As I passed through the metal detector, I heard a security screener saying to her colleagues, "He looks bloody good for his age, don't he?" How crass, I thought, to be sizing us passengers up against our passports. I expect to queue in Britain, I expect things to be bureaucratic, but I expect it all to be handled with the utmost courtesy.

Having forgotten which bloody terminal I needed to go to next, I moved from the security line to the British Airways check-in counters, scanning the many video screens. I craned my neck to see around the tall gentleman in front of me, engaged in a similar scan, but I found no information of use. Just then, a British airways employee stepped up to my neighbor. "Have you checked in for your flight yet, Mr. Cleese?" she asked in clipped British tones. "No? Right then, this is the spot." And she bustled efficiently off.

First I thought, wait, why isn't she helping me too? Then I thought, how come she knows this guy's name? And then I thought - oh, I get it, that's John Cleese standing next to me. Thoroughly unremarkable in jeans and a baseball cap, close enough that I could pick his pocket. Suddenly the surprisingly rude comment I'd overheard at security made sense - they must have expedited his passage to the front of the long, serpentine line, where somebody noticed him enough to note that he looked "bloody good for his age." I glanced up at him again, unobtrusively. He did look bloody good for his age.

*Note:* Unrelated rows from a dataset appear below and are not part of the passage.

PR #2975, opened 2026-08-01
feat: Ollama Cloud quota tracker + proactive background OAuth refresh

b1nhm1nh:
## Summary

Two independent improvements, one branch.

### 1. Real Ollama Cloud quota tracker
The Ollama (`ollama`) usage handler was an informational stub claiming "no public quota API". That's incorrect — Ollama Cloud exposes:
- `GET https://ollama.com/api/usage` (Bearer apiKey) → `limits.session.usage` (5h) and `limits.weekly.usage` (7d) as a **0..1 ratio** (1.0 = limit reached), plus per-model request counts.
- `POST https://ollama.com/api/me` (Bearer apiKey) → account `Plan` (free / pro / max).

The handler now renders two quota bars — **Session (5h)** and **Weekly (7d)** — and the plan label.

Also fixes two latent gaps that kept apikey connections from working at all:
- The handler was bound to `connection.accessToken` (always empty for an apikey provider) → now reads `apiKey`.
- The `ollama` registry gained `features.usageApikey` so apikey connections pass the usage-route eligibility gate.

Verified live against a maxed account (weekly `usage=1` → **100% used / 0% remaining**) and a fresh one (`usage=0` → 0% used). The `usage` field is a 0..1 ratio, not a 0..100 percentage (caught and fixed in a follow-up commit).

Note: Ollama's API does **not** expose a reset timestamp (only a rolling 4-week `activity.period`), so the reset column shows `N/A` — this is accurate, not a bug. grok-cli's billing endpoint, by contrast, returns a real `currentPeriod.end` so its rows show a date.

### 2. Proactive background OAuth token refresh
OAuth access tokens (notably **grok-cli**'s ~6 h TTL) previously only refreshed in the last ~5 min of their TTL, and only when a request or the 60 s quota-poll landed in that window. Idle or closed-dashboard connections silently lapsed and surfaced as "authentication expired".

New `src/sse/services/backgroundTokenRefresh.js`: a server-side scheduler that refreshes OAuth connections within `max(provider refresh lead, 30 min)` of expiry, independently of inbound traffic.
- Ticks 10 s after boot, then every 5 min. `unref()`'d timers; `DISABLE_BACKGROUND_TOKEN_REFRESH` kill-switch.
- Idempotent start guard; fail-open per tick and per connection (one failure never aborts the batch).
- Runtime-guarded so it never starts during `next build` / static export / edge.
- Registered from `custom-server.js` (on `listening`) **and** `src/shared/services/initializeApp.js` (covers `next start` / standalone).
- `checkAndRefreshToken` gains an opt-in `{ force }` used only by the scheduler; the on-request path is unchanged.

The refresh method itself was already correct (public PKCE client, `grant_type=refresh_token`); this change is purely **when** refresh fires.

Verified live: ran the scheduler's real tick against the live DB — it selected grok-cli, force-refreshed via xAI, and persisted a new 6 h token (`expiresAt` rolled forward, `lastRefreshAt` stamped).

## Test coverage
- `tests/unit/ollama-usage.test.js` — 5 tests (ratio conversion, apiKey binding, 401, missing-key, parseQuotaData).
- `tests/unit/background-token-refresh.test.js` — 10 tests (selection logic, fail-open, mocked tick).

Full token-refresh + quota suite: 51/51 passing.

## Commits
- `fa7a57a` feat(providers): real Ollama Cloud quota tracker
- `ceb8fea` feat(token-refresh): proactive background OAuth refresh
- `7a550ba` fix(providers): ollama usage is a 0..1 ratio, not 0..100 percent


decolua:
Thanks @b1nhm1nh for the contribution! Reviewed and merged into master. 🙏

But now here he was, queuing up with the rest of us - and seemingly just as puzzled as I was with the logistics of it all, although surely given his profession he has passed through Heathrow hundreds of times. I smiled, hauled my backpack to my shoulders, and headed off. As I stepped onto the escalator, I paused to look back. Hundreds of people bustled this way and that, but not a soul seemed to notice the famous John Cleese, standing in line at first-class check-in.

So I'll say this for Heathrow - it may seem illogical and inefficient, but also reassuringly democratic; a level playing field of baffled travelers from all walks of life.

Sunday, July 03, 2005

Yes, they do have the Internet in Europe

...but, I didn't use it. I know I managed to blog almost daily on my trip to Argentina, but the Internet was simply not conveniently accessible to me from the rented Italian villa where I have spent the past month. It was awesome. I have many stories to tell, although most if not all of the people who read this blog were there for some period of time, and will know the stories. The few other readers presumably gave up on me weeks ago.

However, I have a few good tales, and some pictures to boot, and I will try to organize my thoughts and present them in a suitably entertaining manner in the days to come.

Today, I am still adjusting to the time change and withdrawal from the best freakin' tomatoes on Earth. Tomatoes aren't even native to Italy - but oh, what the Italians have done with them! Between Enrico and I, we brought home a bottle of unfiltered extra virgin Italian olive oil, some 12-year-old Modena Balsamic vinegar, a half-wheel of strong Umbrian pecorino cheese...and they are all heavenly, a reminder of our wonderful trip, but...the Italian tomatoes are definitely missed.